[Supplied data]

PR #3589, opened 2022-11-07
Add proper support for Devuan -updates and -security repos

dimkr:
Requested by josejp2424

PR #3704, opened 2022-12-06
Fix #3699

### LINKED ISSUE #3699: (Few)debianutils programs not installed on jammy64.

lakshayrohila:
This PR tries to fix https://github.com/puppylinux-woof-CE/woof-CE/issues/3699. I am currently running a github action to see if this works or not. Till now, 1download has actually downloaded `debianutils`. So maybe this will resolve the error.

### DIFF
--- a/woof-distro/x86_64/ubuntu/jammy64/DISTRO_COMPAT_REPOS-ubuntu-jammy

[/Supplied data]

Task description: Copy out, from the data above, each line where the string "opened" is present.

Expected answer:
PR #3589, opened 2022-11-07
PR #3704, opened 2022-12-06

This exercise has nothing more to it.